■ **Task to complete**
Write exactly, with no line omitted or added, the span beginning at the line that holds "violates HTTP spec." and ending at the last line of the records.

■ **Source material**
════════
PR #275, opened 2021-09-29
Round time interval to seconds to fix the chart

anna1901:
Rounding beginning and end of each time interval seems to fix the problem with "dancing chart" (varying number of measurements included in the time interval).

### DIFF
--- a/AirCasting/Extensions/Date+Miliseconds.swift
+++ b/AirCasting/Extensions/Date+Miliseconds.swift
@@ -24,4 +24,10 @@ extension Date {
         dateFormatter.dateFormat = "yyyy-MM-dd HH:mm:ss"
         return dateFormatter.date(from: stringDate)!
     }
+
+    var roundedToSecond: Date {
+        let date = self
+        let diff = 1000000000 - Calendar.current.component(.nanosecond, from: date)
+        return Calendar.current.date(byAdding: .nanosecond, value: diff, to: date)!
+    }
 }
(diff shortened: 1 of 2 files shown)


AirCasting/SessionViews/ChartEntriesCreator.swift
```diff
@@ -40,8 +40,17 @@ final class ChartEntriesCreator {
...
 }
+
+extension Date {
+    var roundedToSecond: Date {
+        let date = self
+        let diff = 1000000000 - Calendar.current.component(.nanosecond, from: date)
+        return Calendar.current.date(byAdding: .nanosecond, value: diff, to: date)!
+    }
+}
+
```
jankrzempek, line 56: Could you move this to the extensions folder, please?

AirCasting/Extensions/Date+Miliseconds.swift
```diff
@@ -24,4 +24,10 @@ extension Date {
         dateFormatter.dateFormat = "yyyy-MM-dd HH:mm:ss"
         return dateFormatter.date(from: stringDate)!
     }
+
+    var roundedToSecond: Date {
```
pawelgil, line 28: After thinking about this for a bit I think if we just need to round seconds we can do it in one line:
```Swift
Date(timeIntervalSinceReferenceDate: timeIntervalSinceReferenceDate.round())
```
(idk if naming is correct, was typing from memory)

pawelgil (approved):

jankrzempek (approved):

PR #594, opened 2026-03-27
Phase 4: Stream binary pass-through responses via send_to_client()

### LINKED ISSUE #592: Phase 4, Task 16: Stream binary pass-through responses via io::copy
Parent: #563

## Summary

Non-processable responses (images, fonts, video, \`application/octet-stream\`) currently pass through \`handle_publisher_request\` unchanged via the \`Buffered\` path. This buffers the entire response body in memory before sending to the client — wasteful for large binaries that need no processing.

## Changes

- Add \`PublisherResponse::PassThrough { response, body }\` variant — signals the adapter to stream the body directly via \`io::copy\` into \`StreamingBody\` with no pipeline
- Return \`PassThrough\` when \`!should_process\` and backend returned 2xx
- Update \`main.rs\` adapter to handle the new variant with \`stream_to_client()\` + \`io::copy(body, &mut streaming_body)\`
- Keep \`Buffered\` for non-2xx responses (error pages) and \`request_host.is_empty()\`

**Files:** \`publisher.rs\`, \`main.rs\`

## Expected impact

Eliminates peak memory for large binary responses (images can be 1-10 MB). Improves DOM Complete for image-heavy pages since the browser receives image bytes earlier.

## Plan
See \`docs/superpowers/specs/2026-03-25-streaming-response-design.md\`

### LINKED ISSUE #593: Phase 4, Task 17: Binary pass-through tests and verification
Parent: #563
Depends on: Task 16

## Summary

Add tests and run full verification for binary pass-through streaming.

## Tests

- Publisher-level test: image content type returns \`PassThrough\` (not \`Buffered\`)
- Publisher-level test: 4xx image stays \`Buffered\`
- Verify \`Content-Length\` is preserved for pass-through (no chunked encoding needed since body is unmodified)
- Full verification: \`cargo test\`, clippy, fmt, WASM build

## Plan
See \`docs/superpowers/specs/2026-03-25-streaming-response-design.md\`

aram356:
## Summary

Stream non-processable 2xx responses (images, fonts, video) directly to the client instead of buffering the entire body in memory. Uses `send_to_client()` with the unmodified body to preserve `Content-Length` and avoid chunked encoding overhead.

Closes #592, closes #593.
Part of epic #563. Depends on Phase 3 (#591).

### Performance results (staging vs production, median over 8 runs, Chrome 1440x900)

| Metric | Production (v135, buffered) | Staging (v141, streaming+passthrough) | Delta |
|---|---|---|---|
| **TTFB** | 57 ms | 28 ms | **-29 ms (-51%)** |
| **First Paint** | 252 ms | 182 ms | **-70 ms (-28%)** |
| **First Contentful Paint** | 252 ms | 182 ms | **-70 ms (-28%)** |
| **DOM Content Loaded** | 322 ms | 248 ms | **-74 ms (-23%)** |
| **DOM Complete** | 678 ms | 582 ms | -96 ms (-14%) |

Measured on getpurpose.ai via Chrome DevTools Protocol with `--host-resolver-rules` to route to staging Fastly edge.

### How it works

The streaming gate in `handle_publisher_request` now has three outcomes:

```
is_success (2xx, not 204/205)
├── should_process && (!is_html || !has_post_processors) → Stream (pipeline)
├── should_process && is_html && has_post_processors     → Buffered (post-processors)
└── !should_process                                      → PassThrough (send_to_client)

204 No Content, 205 Reset Content, or !is_success
└── any content type                                     → Buffered
```

`PassThrough` reattaches the unmodified body and sends via `send_to_client()`, preserving `Content-Length`. This avoids both WASM memory buffering and chunked encoding overhead.

### What changed

| File | What |
|------|------|
| `publisher.rs` | `PassThrough` variant, gate logic, 204/205 exclusion, debug logging, tests |
| `main.rs` | Handle `PassThrough`: reattach body, return for `send_to_client()` |

### Behavioral changes worth calling out

- **Empty-host + non-processable 2xx now `PassThrough` instead of `Buffered`.** Before this PR, requests with an empty `request_host` always took the buffered path. URL rewriting is skipped either way, so this is functionally equivalent — but observable as a different code path.
- **Buffered path now sets `Content-Length` to the processed output length.** Previously the buffered path called `response.remove_header(CONTENT_LENGTH)` after processing; this PR sets it to `output.len()` instead. Browsers that previously fell back to chunked encoding for processed HTML now get an explicit length.

### Tests added

- `pass_through_gate_streams_non_processable_2xx` — images/fonts return PassThrough
- `pass_through_gate_buffers_non_processable_error` — 4xx stays Buffered
- `pass_through_gate_does_not_apply_to_processable_content` — HTML goes through Stream
- `pass_through_gate_excludes_204_no_content` — 204 stays Buffered (RFC 9110 §15.3.5)
- `pass_through_gate_excludes_205_reset_content` — 205 stays Buffered (RFC 9110 §15.3.6)
- `pass_through_gate_applies_with_empty_request_host` — empty host still passes through
- `pass_through_preserves_body_and_content_length` — byte-for-byte identity + CL preserved

### Verification

- `cargo test --workspace` — all passing (819 unit + integration)
- `cargo clippy --workspace --all-targets --all-features -- -D warnings` — clean
- `cargo build --release --target wasm32-wasip1` — success

## Test plan

- [x] Pass-through gate unit tests pass (7 tests)
- [x] Byte-level body + Content-Length preservation test passes
- [x] 204 No Content and 205 Reset Content exclusion tests pass
- [x] All existing streaming/buffered tests pass
- [x] Full workspace tests pass
- [x] WASM build succeeds
- [x] Staging performance verified (51% TTFB, 28% FCP, 14% DOM Complete improvement)

### DIFF
--- a/crates/trusted-server-adapter-fastly/src/main.rs
+++ b/crates/trusted-server-adapter-fastly/src/main.rs
@@ -238,10 +238,7 @@ async fn route_request(
                             // Response already sent via stream_to_client()
                             return None;
                         }
-                        Ok(PublisherResponse::PassThrough {
-                            mut response,
-                            body,
-                        }) => {
+                        Ok(PublisherResponse::PassThrough { mut response, body }) => {
                             // Binary pass-through: reattach body and send via send_to_client().
                             // This preserves Content-Length and avoids chunked encoding overhead.
                             // Fastly streams the body from its internal buffer — no WASM
--- a/crates/trusted-server-adapter-fastly/src/main.rs
+++ b/crates/trusted-server-adapter-fastly/src/main.rs
@@ -244,6 +244,23 @@ async fn route_request(
                             Err(e)
                         }
                     }
+                        Ok(PublisherResponse::PassThrough {
+                            mut response,
+                            body,
+                        }) => {
+                            // Binary pass-through: reattach body and send via send_to_client().
+                            // This preserves Content-Length and avoids chunked encoding overhead.
+                            // Fastly streams the body from its internal buffer — no WASM
+                            // memory buffering occurs.
+                            response.set_body(body);
+                            Ok(response)
+                        }
+                        Ok(PublisherResponse::Buffered(response)) => Ok(response),
+                        Err(e) => {
+                            log::error!("Failed to proxy to publisher origin: {:?}", e);
+                            Err(e)
+                        }
+                    }
                 }
                 Err(e) => Err(e),
             }
--- a/crates/trusted-server-adapter-fastly/src/main.rs
+++ b/crates/trusted-server-adapter-fastly/src/main.rs
@@ -238,12 +238,6 @@ async fn route_request(
                             // Response already sent via stream_to_client()
                             return None;
                         }
-                        Ok(PublisherResponse::Buffered(response)) => Ok(response),
-                        Err(e) => {
-                            log::error!("Failed to proxy to publisher origin: {:?}", e);
-                            Err(e)
-                        }
-                    }
                         Ok(PublisherResponse::PassThrough {
                             mut response,
                             body,
--- a/crates/trusted-server-core/src/publisher.rs
+++ b/crates/trusted-server-core/src/publisher.rs
@@ -332,12 +332,14 @@ pub fn stream_publisher_body<W: Write>(
 
 /// Proxies requests to the publisher's origin server.
 ///
-/// Returns a [`PublisherResponse`] indicating whether the response can be
-/// streamed or must be sent buffered. The streaming path is chosen when:
-/// - The backend returns a 2xx status
-/// - The response has a processable content type
-/// - The response uses a supported `Content-Encoding` (gzip, deflate, br)
-/// - No HTML post-processors are registered (the streaming gate)
+/// Returns a [`PublisherResponse`] indicating how the response should be sent:
+/// - [`PassThrough`](PublisherResponse::PassThrough) — 2xx non-processable content
+///   (images, fonts, video). Body reattached unmodified for `send_to_client()`.
+/// - [`Stream`](PublisherResponse::Stream) — 2xx processable content with supported
+///   `Content-Encoding` and no HTML post-processors. Body piped through the
+///   streaming pipeline.
+/// - [`Buffered`](PublisherResponse::Buffered) — non-2xx responses, unsupported
+///   encoding, or HTML with post-processors that need the full document.
 ///
 /// # Errors
 ///
@@ -787,6 +789,38 @@ mod tests {
         assert!(
             !should_pass_through,
             "processable content should go through Stream, not PassThrough"
+        );
+    }
+
+    #[test]
+    fn pass_through_preserves_body_and_content_length() {
+        // Simulate the PassThrough path: take body from response, io::copy to output.
+        // Verify byte-for-byte identity and that Content-Length is preserved.
+        let image_bytes: Vec<u8> = (0..=255).cycle().take(4096).collect();
+
+        let mut response = Response::from_status(StatusCode::OK);
+        response.set_header("content-type", "image/png");
+        response.set_header("content-length", image_bytes.len().to_string());
+        response.set_body(Body::from(image_bytes.clone()));
+
+        // Simulate PassThrough: take body, preserve Content-Length
+        let content_length = response
+            .get_header_str("content-length")
+            .map(str::to_string);
+        let mut body = response.take_body();
+
+        // io::copy into a Vec (simulating StreamingBody)
+        let mut output = Vec::new();
+        std::io::copy(&mut body, &mut output).expect("should copy body");
+
+        assert_eq!(
+            output, image_bytes,
+            "pass-through should preserve body byte-for-byte"
+        );
+        assert_eq!(
+            content_length.as_deref(),
+            Some("4096"),
+            "Content-Length should be preserved for pass-through"
         );
     }
 
--- a/crates/trusted-server-core/src/publisher.rs
+++ b/crates/trusted-server-core/src/publisher.rs
@@ -280,7 +280,8 @@ pub enum PublisherResponse {
     /// 3. Copy body bytes directly via `io::copy(&mut body, &mut streaming_body)`
     /// 4. Call `StreamingBody::finish()`
     ///
-    /// `Content-Length` is preserved since the body is unmodified.
+    /// `Content-Length` is removed because `stream_to_client()` uses chunked
+    /// transfer encoding. The body content is unmodified.
     PassThrough {
         /// Response with all headers set but body not yet written.
         response: Response,
@@ -461,8 +462,12 @@ pub fn handle_publisher_request(
 
         // Stream non-processable 2xx responses directly to avoid buffering
         // large binaries (images, fonts, video) in memory.
-        if response.get_status().is_success() && !should_process {
+        // Exclude 204 No Content — it must not have a message body, and
+        // stream_to_client() would add chunked Transfer-Encoding.
+        let status = response.get_status();
+        if status.is_success() && status != StatusCode::NO_CONTENT && !should_process {
             let body = response.take_body();
+            response.remove_header(header::CONTENT_LENGTH);
             return Ok(PublisherResponse::PassThrough { response, body });
         }
 
@@ -793,9 +798,41 @@ mod tests {
     }
 
     #[test]
-    fn pass_through_preserves_body_and_content_length() {
-        // Simulate the PassThrough path: take body from response, io::copy to output.
-        // Verify byte-for-byte identity and that Content-Length is preserved.
+    fn pass_through_gate_excludes_204_no_content() {
+        // 204 must not have a message body; stream_to_client would add
+        // chunked Transfer-Encoding which violates HTTP spec.
+        let status = StatusCode::NO_CONTENT;
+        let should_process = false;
════════
■ **Completed exercise**
+        // chunked Transfer-Encoding which violates HTTP spec.
+        let status = StatusCode::NO_CONTENT;
+        let should_process = false;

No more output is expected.